Symbolbild Vorwort

Vorwort

Semesterbeginn im Schatten des Krieges

Wilhelm Guggenberger

Gerade haben wir ein Semester begonnen, auf das wir uns sehr freuten, weil nach nunmehr zwei Jahren pandemiebedingter Einschränkungen ein weitgehend normaler Studienbetrieb in Aussicht steht. Dann aber brachte uns der unsinnige Donnerstag einen unsinnigen Krieg, der jedes Lachen unter unseren FFP2-Masken erstarren ließ.

Seit 122 Jahren kommen regelmäßig Priesteramtsanwärter und Theologen der Ukrainischen griechisch-katholischen Kirche nach Innsbruck, um an unserer Fakultät zu studieren, vielfach im Rahmen des Canisianums, einige Jahre lang auch mit Unterstützung des Redemptoristenordens. Es besteht hier also ein besonders enges emotionales Band. Das lässt uns die Katastrophe des Krieges gegen die Ukraine noch näher rücken; macht Entsetzen und Ratlosigkeit besonders drückend.

Wir hier in Österreich können materielle Hilfe leisten für die Menschen in der Ukraine, wir können alles tun, um Menschen auf der Flucht zu helfen, wir können unsere Solidarität mit den Opfern zum Ausdruck bringen und beten. Essentiell scheint mir aber auch, dass wir unser Denken und unsere Emotionen nun nicht dem Militarismus preisgeben. Wenn wir uns der Logik ergeben, dass brachiale Gewalt stets siegt, hat Putin einen Triumph errungen, der weit über das Feld der Geopolitik hinausreicht. Darin, gegen diese Logik zu denken und zu argumentieren, scheint mir eine bleibende Aufgabe unserer akademischen Forschung in Philosophie und Theologie gegeben.

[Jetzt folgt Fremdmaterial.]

PR #329, opened 2021-05-12
Adding Infineon BLDC IFX007T Shield

r-nikhita:


mMerlin:
403 modified files needs a lot more description than "Adding Infineon BLDC IFX007T Shield" It would appear that some sort of bulk process was run. What was it? What was it supposed to do? Even general cleanup needs a description about WHAT the purpose is. Sliding it in as part of an "add* is not good.

pandayswarnam:
Hi @mMerlin,
This part is a motor driver shield from Infineon portfolio. This is the first time I wanted to have Infineon parts in fritzing tool. We followed the contribution guideline and did the changes as per the readme, then opened a pull request for the same. If this seems not to be the correct way, kindly suggest.

thanks 
Swarnam

mMerlin:
Your description of the submission process is correct, however that should have resulting in only 4 or 5 new files. not 400+ modified. Something you did in the fork of the repo modified a lot of existing files. It should have only added new files for the new part. One fzp part description file plus up to 4 svg file (one for each view). There should not have been any modifications to pre-existing files.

Ich habe die größte Bewunderung für alle, die ihr Leben einsetzen, um Freiheit und Menschenrechte für ihr Land zu verteidigen. Aufrüstung kann nun aber doch nicht unser Mittel der Wahl sein. Wir dürfen uns vom devianten Verhalten eines Tyrannen keine weltgeschichtliche Zeitenwende diktieren lassen. Im Grunde ist es unerträglich, wenn gesagt wird, dass nun auch für Europa der Urlaub von der Geschichte seit 1989 vorbei sei und wir zurück in die Realität geholt wurden. Das bedeutet nichts anderes, als den Krieg als zu akzeptierende Normalität anzuerkennen. Wir erklären damit die Nachkriegsweltordnung zur Zwischenkriegszeit, zum Zwischenspiel, das jetzt auf die Müllhalde der Geschichte kann. Ist uns, die wir das Glück hatten, im Frieden aufzuwachsen, dieses Geschenk so wenig wert? Ich will mir die Hoffnung auf ein friedliches Zusammenleben der Völker nicht von einem Amok laufenden Regime nehmen lassen. Gerade angesichts der planetaren Herausforderungen, vor denen wir stehen, könnte dies gleichbedeutend sein mit einer Aufgabe der Hoffnung für eine Zukunft der Menschheit.